Diplomacy and politics

  • US President Joe Biden promised aid to Ukraine would keep flowing as he sought to reassure allies of continued support for Kyiv after Congress passed a temporary government funding measure that stripped out assistance for Ukraine. “We cannot under any circumstances allow American support for Ukraine to be interrupted,” Biden said. “We have time, not much time and there is an overwhelming sense of urgency.”
  • Ukraine’s Defence Minister Rustem Umerov said he had received reassurances about further military assistance in a telephone call with US Defense Secretary Lloyd Austin. Writing on X, formerly known as Twitter, Umerov said Austin had assured him US support to Ukraine would “continue” and that Ukrainian “warriors [would] continue to have a strong back-up on the battlefield”.
  • European Union foreign policy chief Josep Borrell held his first in-person meeting with Umerov during a visit to Kyiv and urged US lawmakers to reconsider their decision to drop Ukraine funding. Borrell told a news conference the EU would continue to support Kyiv and was preparing “long-term security commitments for Ukraine,” adding that he hoped member states would reach a decision on increasing aid “before the end of the year”.
  • The EU’s commitment to Ukraine could come under pressure after the pro-Russia SMER-SSD party of former Prime Minister Robert Fico emerged as the winner of elections in Slovakia at the weekend. Fico will start coalition talks to form a government that is likely to join Hungary in opposing the bloc’s military aid for Ukraine.

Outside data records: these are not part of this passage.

PR #886, opened 2018-07-10
fix(package): Allow .json extension on annotations file (issue #836)

engelfrost:
Closes #836 

Summary of changes:
Read annotations.json if it exists. 
Else read annotations.js. 

Not sure if being able to read the old file is a necessary convenience. If not, that part of the code (the else statement) can easily be removed.

Issue #836, opened 2018-04-03
Rename annotations.js to annotations.json


henk23:
It's a json file, so why does it have a js file ending?
My IDE complains about corrupted js syntax and I think it is right about it.
What am I not seeing here?

bmuenzenmeyer:
@henk23 it's a good question!

what you aren't seeing is the support for the legacy Pattern Lab annotations file - which was a js file instead of JSON/YML.  Since we are in 3.0 Alpha mode anyways, it'd be smart to fix this once and for all, which will make the code simpler too!

bmuenzenmeyer:
fixed

PR #1402, opened 2022-01-02
refactor: allow .json extension on annotations file #836

mfranzke:
### Summary of changes:
As the [original implementation](https://github.com/pattern-lab/patternlab-node/pull/886) by @engelfrost (kudos for that!) accidentally got reverted with commit 9c49a093e5007b3992c042933031fed36b83b753, we should add that nice refactoring again to ensure that annotations JSON files could get used with the correct filetype / file-ending, and even also advocate for that file-ending from now on.

@engelfrost implementation even also ensured backwards compatibility, so this wouldn't be a breaking change.

The resulting implementation could get reviewed on https://deploy-preview-1402--patternlab-handlebars-preview.netlify.app/?p=viewall-molecules-global&view=annotations and https://deploy-preview-1402--patternlab-handlebars-preview.netlify.app/?p=pages-homepage&view=annotations

There's still a problem with displaying the tooltips on the ["standalone" view (in our example for the header)](https://deploy-preview-1402--patternlab-handlebars-preview.netlify.app/?p=pages-homepage&view=annotations), as the general styles from `pattern-lab.css` aren't included in this view.
This problem is unrelated to the fixes in this pull request and I've opened another pull request for that to fix: https://github.com/pattern-lab/patternlab-node/pull/1406


JosefBredereck:
How do you find stuff like this all the time? That's crazy 😄 
One commit with 253 changes, and you know what got removed by that commit.

mfranzke:
@JosefBredereck … oh, don't ask … ;-) others read novels, I read git commit history …

packages/core/src/lib/annotationExporter.js
```diff
@@ -6,39 +6,47 @@ const _ = require('lodash');
...
+        const jsPath = path.resolve(paths.source.annotations, 'annotations.js');
+
+        annotations = fs
+          .readFileSync(jsPath, 'utf8')
+          .replace(/^\s*var comments ?= ?/, '')
+          .replace(/};\s*$/, '}');
+
+        logger.info(
+          `Please convert ${jsPath} to JSON and rename it annotations.json.`
+        );
```
JosefBredereck, line 36: I'm a bit on the fence with that. We should let the user decide if he wants to use JS or JSON, even in the future.
Furthermore, we could check if it is possible to `require` that `.js` or `.json` file so that we do not have to strip comments and anything else in that file. Maybe we can change the way it needs to be written to a `module.exports` format.

mfranzke: @JosefBredereck, actually I've realized that we're stripping that `var comments` part first of all, to add it again on exporting the data: https://github.com/pattern-lab/patternlab-node/blob/41b4ec15243ba8b1e56bb1efce7d39dfe4c4e150/packages/core/src/lib/exportData.js#L72

So another solution might be to skip that whole transition to a pure JSON file and only provide the possibility with using JS (the existing format), but remove the JSON file possibility, as we're even already providing another format with the [markdown notation](https://patternlab.io/docs/adding-annotations/#heading-markdown-example) as well.
So another task for this ticket could be still to correct the documentation part anyhow: https://patternlab.io/docs/adding-annotations/#heading-json-example

What do you think?

JosefBredereck:
Another thing I just discovered and never understood: The annotations are written once and visible on all patterns there are available. Why should I want that?
Would it also be helpful to have a list like `useIn: [ <list of pattern names> ]`?

mfranzke:
> Another thing I just discovered and never understood: The annotations are written once and visible on all patterns there are available. Why should I want that?
> Would it also be helpful to have a list like `useIn: [ <list of pattern names> ]`?

well, they are as global as the global data, but there's no "scoped" or "local" annotations, related to a pattern even only. This even also made me wonder. Probably this would be a nice enhancement / future feature ?

JosefBredereck:
> > Another thing I just discovered and never understood: The annotations are written once and visible on all patterns there are available. Why should I want that?
> > Would it also be helpful to have a list like `useIn: [ <list of pattern names> ]`?
> 
> well, they are as global as the global data, but there's no "scoped" or "local" annotations, related to a pattern even only. This even also made me wonder.

Or I'm just blind. There is the `el: ...` part which defines to which elements these annotations get added. That was not clear to me 🥲

packages/core/src/lib/annotationExporter.js
JosefBredereck: No way 😄. In that case, throw away those nasty JSON files 🗑️

mfranzke: okay, sounds reasonable to me. I've set this ticket on draft again and will proceed by removing these parts as well as the nasty existing transitions in the codebase, as well as correct the documentation page.

JosefBredereck: The whole file you mentioned is a solution, but if we would rework the codebase with today's standards, we would maybe not do it that way.

mfranzke: so does it mean that you want to come up with (or at least describe) a solution ?

JosefBredereck: Not for now; it would require a more significant rewrite.
This line shows that we already work with modules somewhere.

https://github.com/pattern-lab/patternlab-node/blob/41b4ec15243ba8b1e56bb1efce7d39dfe4c4e150/packages/core/src/lib/exportData.js#L88

But then we also need to adjust the place where we load those annotations again.

What makes me curious. Annotations always have a comments property and no other. Is it possible that they have different properties? If not, this would be another change I would like to implement somehow.

https://github.com/pattern-lab/patternlab-node/blob/41b4ec15243ba8b1e56bb1efce7d39dfe4c4e150/packages/core/src/lib/exportData.js#L72

mfranzke: > No way 😄. In that case, throw away those nasty JSON files 🗑️

@JosefBredereck, on the other hand, besides the strange way to include the JSON data into the website after a transformation, the positive way of using JSON (even only) would be that this adapts the way other data is being maintained in the pattern lab system (like pattern data).

JosefBredereck: That is correct. Nodejs is so fast in transforming the data that we could use the approach that is already in this PR. In the end, it makes no difference.

JosefBredereck:
Some minor adjustment is standing out after the merge of #1406
https://github.com/pattern-lab/patternlab-node/pull/1406/files#diff-d562b65f94fc7de820db229a45973334e2c8195978fbc7643d1916ed6e63fd19

mfranzke:
> Some minor adjustment is standing out after the merge of #1406 https://github.com/pattern-lab/patternlab-node/pull/1406/files#diff-d562b65f94fc7de820db229a45973334e2c8195978fbc7643d1916ed6e63fd19

good catch, thanks. Just checked in the migrated file.

JosefBredereck (approved):

JosefBredereck:
PR was released with v5.16.0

  • Dozens of people in cities around Russia held memorials to mark 40 days since the death of Wagner mercenary chief Yevgeny Prigozhin, hailing him as a patriotic hero of Russia who had spoken truth to power. Prigozhin was killed in a plane crash in August, two months after leading a short-lived Wagner mutiny. In Eastern Orthodoxy, it is believed that the soul makes its final journey to either heaven or hell on the 40th day after death.